Ci sono ancora indagini da fare e che faremo e questa sentenza è da pungolo perché é tra le stragi quella che ancora oggi mantiene un alone di mistero che dopo anni non siamo riusciti a svelare. Questa è una strage che all'interno stesso di Cosa Nostra è rimasta misteriosa perché gli stessi collaboratori di giustizia escussi a suo tempo non hanno mai fornito una chiave di lettura chiara. Questa bomba esplose ad appena una settimana dall'arrivo del dottore Carlo Palermo a Trapani quindi è una strage che si connette ad altri misteri trapanesi che in questi anni abbiamo cercato di verificare, e che si connette a una presenza non solo mafiosa nel territorio di Trapani. Dobbiamo fare molta strada per capire cosa è successo perché la semplice definizione della responsabilità di mafiosi non è sufficiente, sicuramente c'è qualcosa di più specifico e profondo.
Memoria viva
Margherita ha smesso a un certo punto di considerarsi vittima, quando ha deciso di essere una testimone contro la mafia. Il suo impegno non si arresta. Nel 2015 la Fandango ha pubblicato il libro "Sola con te in un futuro aprile", scritto da Margherita assieme alla giornalista Michela Gargiulo.
Il presidio di Libera di Milano Sud Est è dedicato a Barbara, così come quello di Cadore, quello di Centopievese e di Fermo. Il Consorzio Libera Terra Mediterraneo Cooperativa Sociale Onlus ha dedicato a Barbara l'olio Extravergine Biologico Valle del Belice DOP.

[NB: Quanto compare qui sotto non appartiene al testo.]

Issue #123, opened 2020-04-23
KMS: encrypt private keys


simonas-notcat:
`KeyManagementSystem` should take an encryption key as a constructor param, and then use it to encrypt/decrypt private keys that are stored by the KeyStore

simonas-notcat:
It makes more sense to do this encryption in KeyStore, and not in the KMS

mirceanis:
> It makes more sense to do this encryption in KeyStore, and not in the KMS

Nel 2019 in occasione del 54° Congresso Nazionale del Notariato è stato presentato il cortometraggio “Piccole cose di valore non quantificabile”, di Paolo Genovese e Luca Miniero.
Siamo passati dal luogo in cui mi avevano detto che c'era stato un incidente, però mi sono resa conto che guardando che non c'era stato un semplice incidente. E allora dall'interno dell'auto, guardavo a destra e a sinistra per comprendere sempre di più quello che era accaduto alla mamma e ai miei fratelli. E ho visto un luogo quasi spettrale: dove c'era stata una guerra e poi tutto era stato abbandonato. E c'era una grande buca, provocata dall'autobopmba. C'erano i calcinacci e gli inotnaci delle case rovinati, le inferriate divelte, i vetri rotti, anche quelli dei lampioni. Era un luogo di devastazione. E io la sentivo dentro di me, non riuscivo a capire e collegare cosa realmente era accaduto. E chiesi, a mio padre soprattutto, rispetto a una macchia rossa sul prospetto di una casa e circa duecento metri dove c'era la buca. Mio padre non aveva la forza di rispondermi. Scoprì dopo che era il sangue di uno dei miei fratelli.